## Description of the task:
Repeat the data below with no changes.

Dataset entries:
PR #2, opened 2020-11-11
Base implementation

maasencioh:
Not a big fan of long PR, so the idea is just to display the line series

https://deploy-preview-2--amazing-kilby-d9c1d7.netlify.app/?path=/story/example-plot--control
Screenshot 2020-11-12 105739

### DIFF
--- a/README.md
+++ b/README.md
@@ -15,7 +15,7 @@ const Example = () => (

## Answer for this exercise:
PR #2, opened 2020-11-11
Base implementation

maasencioh:
Not a big fan of long PR, so the idea is just to display the line series

https://deploy-preview-2--amazing-kilby-d9c1d7.netlify.app/?path=/story/example-plot--control
Screenshot 2020-11-12 105739

### DIFF
--- a/README.md
+++ b/README.md
@@ -15,7 +15,7 @@ const Example = () => (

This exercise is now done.